▸ REQUIREMENT
Among the records below, find the lines with the word "browse" and copy them.

________________________

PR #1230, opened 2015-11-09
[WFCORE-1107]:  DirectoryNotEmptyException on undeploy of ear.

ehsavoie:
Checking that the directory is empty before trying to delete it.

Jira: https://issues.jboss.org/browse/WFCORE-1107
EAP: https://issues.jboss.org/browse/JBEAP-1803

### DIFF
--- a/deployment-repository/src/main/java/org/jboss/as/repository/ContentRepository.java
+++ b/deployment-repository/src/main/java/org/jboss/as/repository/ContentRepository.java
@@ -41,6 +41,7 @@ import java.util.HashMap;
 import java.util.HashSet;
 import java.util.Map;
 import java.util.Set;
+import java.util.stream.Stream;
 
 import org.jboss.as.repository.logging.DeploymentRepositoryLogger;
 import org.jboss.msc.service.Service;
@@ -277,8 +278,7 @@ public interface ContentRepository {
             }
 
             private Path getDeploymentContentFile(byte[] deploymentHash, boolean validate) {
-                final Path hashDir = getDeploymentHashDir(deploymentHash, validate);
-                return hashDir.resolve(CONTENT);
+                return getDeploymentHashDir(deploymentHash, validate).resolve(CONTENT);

________________________

▸ RESPONSE BOX
Jira: https://issues.jboss.org/browse/WFCORE-1107
EAP: https://issues.jboss.org/browse/JBEAP-1803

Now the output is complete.